Issue #1171, opened 2017-02-24
BleiCorpus after serialize cannot be loaded


vincentmajor:
Python version 2.7.12
gensim version 0.13.2

I'm serializing my corpus into Blei LDA-C format using `corpora.BleiCorpus.serialize(filename, corpus)` which is then later used in a dynamic topic model, and not in python. (I know I can use the DTMModel wrapper, unrelated.)

If I need to come back and load the corpus back into Python I tried `corpora.BleiCorpus.load(filename)`, I get an unpickling error:

     ---------------------------------------------------------------------------
     UnpicklingError                           Traceback (most recent call last)
    <ipython-input-28-0dd15393a941> in <module>()
    ----> 1 test = corpora.BleiCorpus.load('corpus-mult.dat')

    /Applications/anaconda/envs/py27/lib/python2.7/site-packages/gensim/utils.pyc in load(cls, fname, mmap)
        246         compress, subname = SaveLoad._adapt_by_suffix(fname)
        247 
    --> 248         obj = unpickle(fname)
        249         obj._load_specials(fname, mmap, compress, subname)
        250         return obj

    /Applications/anaconda/envs/py27/lib/python2.7/site-packages/gensim/utils.pyc in unpickle(fname)
        909     with smart_open(fname) as f:
        910         # Because of loading from S3 load can't be used (missing readline in smart_open)
    --> 911         return _pickle.loads(f.read())
        912 
        913 

    UnpicklingError: invalid load key, '7'.

The only other argument to `load()` is `mmap` but I don't believe the arrays were stored separately and using `mmap='r'` doesn't help anyway.

tmylk:
@vincentmajor Thanks for reporting it. Are you trying to load the model with 0.13.3 or older version? There is a know issue that is currently being worked on https://github.com/RaRe-Technologies/gensim/issues/1082

vincentmajor:
@tmylk Yes, gensim version 0.13.2 on Python 2.7.12.
But, that issue referenced LDA models whereas I am serializing and loading a corpus without a model. I don't know if the same absence of a `random_state` variable influences loading of a corpus which should be random state invariant.

tmylk:
Agree, it is not related to BleiCorpus. There haven't been any changes. Are you serializing and loading on the same platform, say Linux?

vincentmajor:
Yep, OS X. It doesn't even work loading straight after serializing.

tmylk:
[...]

PR #1215, opened 2017-03-15
Fixing #1171: BleiCorpus after serialize cannot be loaded

pranaydeep-af:
@tmylk. Apologies for the delay. Had to deal with some college course work.
I went through the save() and load() methods and did a few experiments. The save() method stores a pickle dump of the particular object. So in the case of a corpora.dictionary object that is rendered useless due to the presence of a superior method ie. save_corpus(), however the function may be handy when used for saving pickles of some other objects.
So I have added a check to see if the function was called from a corpora object and if it was, I have raised an exception. Otherwise the function works as usual.
For the load function I have added a warning to not use it for loading corpora objects.
Do tell me if some naive mistake has been made.


tmylk:
Travis tests re-ran after smart_open update

gensim/utils.py
```diff
@@ -830,7 +844,7 @@ def run(self):
         it = iter(self.corpus)
         while True:
             chunk = itertools.islice(it, self.chunksize)
-            if self.as_numpy:
+            if self.as_numpy:
```
piskvorky: PEP8: no trailing whitespace.

gensim/utils.py
```diff
@@ -490,6 +497,13 @@ def save(self, fname_or_handle, separately=None, sep_limit=10 * 1024**2,
         in both Python 2 and 3.
 
         """
+        import os
```
piskvorky: Imports belong to the top of file (separated into builtin - external - internal blocks).

(here and elsewhere)

gensim/utils.py
```diff
@@ -260,6 +260,9 @@ def load(cls, fname, mmap=None):
         is encountered.
 
         """
+        import warnings
+        warnings.warn("This method loads pickle dumps. If a corpora was saved with the save_corpus() method," +
```
piskvorky: The message, when emitted, will leave the user confused -- what method?

`corpora` is plural of `corpus`. Do not split messages in the middle with `\n`, leave formatting to the terminal. End sentences in full stop.

gensim/utils.py
```diff
@@ -358,6 +361,10 @@ def _smart_save(self, fname, separately=None, sep_limit=10 * 1024**2,
         in both Python 2 and 3.
 
         """
+        import os
+        directory = os.path.dirname(fname)
+        if not os.path.exists(directory):
```
piskvorky: Definitely not -- no creating of directories please. Non-existent path should end in an exception (as it was before).

gensim/utils.py
```diff
@@ -490,6 +497,13 @@ def save(self, fname_or_handle, separately=None, sep_limit=10 * 1024**2,
         in both Python 2 and 3.
 
         """
+        import os
+        directory = os.path.dirname(fname_or_handle)
+        if not os.path.exists(directory):
+            os.makedirs(directory)
+        import corpora.dictionary
+        if isinstance(self, corpora.dictionary.Dictionary):
+            raise TypeError('The method is not built to handle corpora. Use the save_corpus() method')
```
piskvorky: The `save` method can handle corpora fine, it's just probably not what the user wants. Plus, you're testing here for `Dictionary` anyway, not corpora.

The recommended way for serializing corpora is `SomeCorpusClass.serialize()`, not `save_corpus()`.

tmylk:
Closing as abandoned.
Also this needs to be specced out better as to what exactly the fix should be.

__WORK INSTRUCTIONS__. Look through the entries above. Extract each line with the word "dirname".

__YOUR SOLUTION__.
+        directory = os.path.dirname(fname)
+        directory = os.path.dirname(fname_or_handle)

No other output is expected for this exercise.